CheckHtmlFiles

This tool is used to check the TR35 spec .html files for correctness. See Cleaning up the spec.

Checking

For checking the CLDR spec, no arguments need to be supplied (other than the standard settings in CLDR Tools).

Input options include:

    • -t filename // can be empty for all LDML files, or 'ucd' for all unicode docs.

    • -v // verbose

The output will be a listing of problems and how to correct them. Sometimes the HTML is not clean. In that case, you'll see lines like:

454 Couldn't pop: ul, /!doctype[0]/html[2]/body[73]/div[88]/ul[240]/li[445]/ul[447]/li[448]/ul[450]/li[451]

9474 Couldn't pop: div, /!doctype[0]/html[2]/body[73]/div[88]/ul[240]/li[445]

9476 Couldn't pop: body, /!doctype[0]/html[2]/body[73]/div[88]/ul[240]/li[445]

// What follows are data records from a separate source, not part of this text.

PR #1262, opened 2016-09-02
Support more complex counts

motin:
Full backwards compatibility. The LogicException with message "Propel cannot create a COUNT query when using HAVING and  duplicate column names in the SELECT part" has been removed.


PhilinTv:
Good potential for complex analytics/reporting use case.

gechetspr:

9478 Couldn't pop: html, /!doctype[0]/html[2]/body[73]/div[88]/ul[240]/li[445]

That is often due to only one problem (typically missing a closing value like </li>) that cascades.

For tables that don't need captions, please add <!-- nocaption --> after the <table>. That means people don't have to check through the problems each time to see which are real and which are not.

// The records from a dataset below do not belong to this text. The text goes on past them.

PR #1270, opened 2016-09-09
Fixed versionable behavior

gabor-kormany:
Versioning from N:1 side of the relation was not working properly due to the generator adding the foreign column instead of the primary key. This was effecting "addVersion"  and "populateFromVersion" calls. Exchanged the $fk usage with the use of "$fk->getTable()->getFirstPrimaryKey()". This means that the N side of the relation should use the primary key instead of using the foreign key.

### DIFF
--- a/src/Propel/Generator/Behavior/Versionable/VersionableBehaviorObjectBuilderModifier.php
+++ b/src/Propel/Generator/Behavior/Versionable/VersionableBehaviorObjectBuilderModifier.php
@@ -457,7 +457,7 @@ public function populateFromVersion(\$version, \$con = null, &\$loadedObjects = 
             $relatedVersionQueryClassName = $this->builder->getClassNameFromBuilder($this->builder->getNewStubQueryBuilder($foreignVersionTable));
             $relatedVersionTableMapClassName = $this->builder->getClassNameFromBuilder($this->builder->getNewTableMapBuilder($foreignVersionTable));
             $relatedClassName = $this->builder->getClassNameFromBuilder($this->builder->getNewStubObjectBuilder($foreignTable));
-            $fkColumn = $fk->getLocalColumn();
+            $fkColumn = $foreignTable->getFirstPrimaryKeyColumn();
             $fkVersionColumn = $foreignVersionTable->getColumn($this->behavior->getParameter('version_column'));
 
             $script .= "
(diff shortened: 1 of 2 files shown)


gabor-kormany:
I've faced the following problem when using versionable behavior:
For versioned objects in N:1 relation the generated class on the N side contains invalid constants in addVersion and populateFromVersion calls. 

I've fixed the issue by not referencing to the foreign key but to the foreign object's primary key. 
One restriction applies, that the primary key should be a simple one (one field).

Please review and apply the fix.
Thanks!

marcj:
I'm not sure about that change. Can you push a test case that fails without the change? (so travis keeps green with your fix, but when I undo the changes outside of the test files, it will be red)

gabor-kormany:
Hi, 

Not sure, I might need your help on it. How can I test if the generated class have invalid code? If you tell me that I'm happy to push a test case.

marcj:
A test case covers your changes. Means, if you revert your changes, this new test case should fail. Introducing your changes back in, makes the test case green. This helps other people to understand what the actual bug was and proves that your changes actually fixes that thing.

gabor-kormany:
I have the impression that we're not on the same page.
My problem is that I don't really know how to test if the output of the generator contains invalid constants. And by invalid I mean, constants that are not defined within the class or its ancestor(s), depending on how it is referenced. 
So If you can help me with that I'd happy to provide the test for you.

marcj:
> My problem is that I don't really know how to test if the output of the generator contains invalid constants 

The generator contains invalid constants? I don't see in the diff that you change any constants?

gabor-kormany:
If you fold out to line 469 you should see:
`\$c1 = \$query->getNewCriterion({$this->builder->getColumnConstant($fkColumn, $relatedVersionTableMapClassName)}, \$value);`

and one of the changes (in line 460):
`-$fkColumn = $fk->getForeignColumn();`
`+$fkColumn = $foreignTable->getFirstPrimaryKeyColumn();`

The original version was generating code with reference to a constant that is defined in the other side class of the relation. So I'm changing it to generate the proper constant. And yes I'm not explicitly changing constants in the code. I'm changing which constant is used in the generated code.

marcj:
Alright, I see it now, thanks for explanation! :) I'm going to merge it, thanks!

Under errors you will find mismatches in the version section numbers, or missing double links. There will be a suggestion as to the fix, but look at the text to see if that is right first, since sometimes it is the level that is wrong, or some other problem! Example: the following might be misnumbered, or it might need to be an h4 instead of h2.

  • tr35-general.html <h2><a name="Pivots" href="#Pivots">11 Pivots</a></h2> <!-- Section numbers mismatch, was 10.1.1; -->

TOC

Once those are addressed, then a clean table of contents is generated after "*REVISED TOC*", which you can use to replace the old ones.

Missing/Extra DTD items

At the very end, it lists a comparison to of the DTD items. There are two possible problems:

  1. There is an extra line in the spec. This is typically where the spec line needs to be fixed. Example:

    • beforeCurrency missing ldml <!ELEMENT beforeCurrency (alias|(currencyMatch*,surroundingMatch*,insertBetween*,special*))

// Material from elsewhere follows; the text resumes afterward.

PR #1277, opened 2016-09-15
Add makeNew parameter to copy() function in ObjectBuilder

shaymargolis:


src/Propel/Generator/Builder/Om/ObjectBuilder.php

    • beforeCurrency extra <!ELEMENT beforeCurrency (alias | (currencyMatch*, surroundingMatch*, insertBetween*)) >

    1. A line is simply missing. Example:

    • codePattern missing ldml <!ATTLIST codePattern type NMTOKEN #REQUIRED >

Both of these issues should be addressed.

Notes:

  • Ideally, it would list missing/extra lines according to which spec they should be present in, but that isn't done yet

  • We probably want to skip the deprecated items; either that or have a notation in the spec that can be checked.